Visual Superordinate Abstraction for Robust Concept Learning
Qi Zheng, Chaoyue Wang, Dadong Wang, Dacheng Tao
TL;DR
This work tackles the fragility of concept learners under perturbations and out-of-distribution compositions in vision–language tasks by introducing Visual Superordinate Abstraction. It jointly learns a linguistic hierarchy from natural VQA data and constructs semantic-aware visual subspaces (visual superordinates) to isolate attributes, complemented by quasi-center clustering and superordinate shortcut learning to boost discrimination and curb spurious causal effects. Empirical results on CLEVR, CLEVR-CoGenT, and CLEVR-Perturb show competitive regular reasoning performance and substantial gains in robustness to perturbations and new compositions, with notable improvements in counting and bias mitigation. The framework advances robust concept learning by aligning language-driven structure with visual representations, enabling better generalization in downstream vision–language reasoning tasks.
Abstract
Concept learning constructs visual representations that are connected to linguistic semantics, which is fundamental to vision-language tasks.
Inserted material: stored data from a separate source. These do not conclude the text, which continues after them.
PR #1652, opened 2020-04-28
resistor-color-trio: Add missing test case from description

### LINKED ISSUE #1651: Add test to resistors-colors-trio
Hi!
The story for the `resistors-colros-trio` includes the following line:
```
- orange-orange-red would be 33 and 2 zeros, which becomes 3300 ohms.
```
However, my code in Julia had the output `3 kiloohms` for that input and passed the tests.

I will be PRing the corresponding json so that the tests corresponds to the specifications.

### LINKED ISSUE #1989: Resistor Color Trio: add test case >1000 but not divisible by 1000
Currently some solutions check if resistance value is >= 1000 and use integer division to switch to kilo-ohms, which causes loss of precision for values that are larger than 1000, but are not divisible by 1000.

This testcase will ensure divisibility by 1000 before transitioning to kilo-ohms.
```
{
  "description": "Red and red and red",
  "property": "label",
  "input": {
    "colors": ["red", "red", "red"]
  },
  "expected": {
    "value": 2200,
    "unit": "ohms"
  }
},
```

miguelraz:
resolves #1651 

- brought to y'all by the Julia Gang

### DIFF
--- a/exercises/resistor-color-trio/canonical-data.json
+++ b/exercises/resistor-color-trio/canonical-data.json
@@ -55,7 +55,8 @@
       "expected": {
         "value": 470,
         "unit": "kiloohms"
-      },
+      }
+    },
      {
       "description": "Orange and orange and red",
       "property": "label",
--- a/exercises/resistor-color-trio/canonical-data.json
+++ b/exercises/resistor-color-trio/canonical-data.json
@@ -1,6 +1,6 @@
 {
   "exercise": "resistor-color-trio",
-  "version": "1.0.0",
+  "version": "1.1.0",
   "cases": [
     {
       "description": "Orange and orange and black",
--- a/exercises/resistor-color-trio/canonical-data.json
+++ b/exercises/resistor-color-trio/canonical-data.json
@@ -55,6 +55,16 @@
       "expected": {
         "value": 470,
         "unit": "kiloohms"
+      },
+     {
+      "description": "Orange and orange and red",
+      "property": "label",
+      "input": {
+        "colors": ["orange", "orange", "red"]
+      },
+      "expected": {
+        "value": 3300,
+        "unit": "ohms"
       }
     }
   ]
--- a/exercises/resistor-color-trio/canonical-data.json
+++ b/exercises/resistor-color-trio/canonical-data.json
@@ -57,7 +57,7 @@
         "unit": "kiloohms"
       }
     },
-     {
+    {
       "description": "Orange and orange and red",
       "property": "label",
       "input": {


SaschaMann:
This test case is already given as example in the description, but not covered by tests. I'd argue it's a bug fix and not covered by #1560.

SaschaMann (approved):

exercises/resistor-color-trio/canonical-data.json
```diff
@@ -56,6 +56,17 @@
         "value": 470,
         "unit": "kiloohms"
       }
+    },
+     {
```
rpottsoh, line 60:
```suggestion
    {
```
Remove single extra leading space.

rpottsoh (changes requested):

yawpitch:
I'd  argue that it is _not_ a bug and that this PR is blocked by #1560. As stated by @iHiD in the body of that Issue a test would have to be _wrong_, not merely missing, to be considered a bug:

Although promising progress has been made, existing concept learners are still vulnerable to attribute perturbations and out-of-distribution compositions during inference. We ascribe the bottleneck to a failure of exploring the intrinsic semantic hierarchy of visual concepts, e.g. \{red, blue,...\} $\in$ `color' subspace yet cube $\in$ `shape'. In this paper, we propose a visual superordinate abstraction framework for explicitly modeling semantic-aware visual subspaces (i.e. visual superordinates). With only natural visual question answering data, our model first acquires the semantic hierarchy from a linguistic view, and then explores mutually exclusive visual superordinates under the guidance of linguistic hierarchy. In addition, a quasi-center visual concept clustering and a superordinate shortcut learning schemes are proposed to enhance the discrimination and independence of concepts within each visual superordinate. Experiments demonstrate the superiority of the proposed framework under diverse settings, which increases the overall answering accuracy relatively by 7.5\% on reasoning with perturbations and 15.6\% on compositional generalization tests.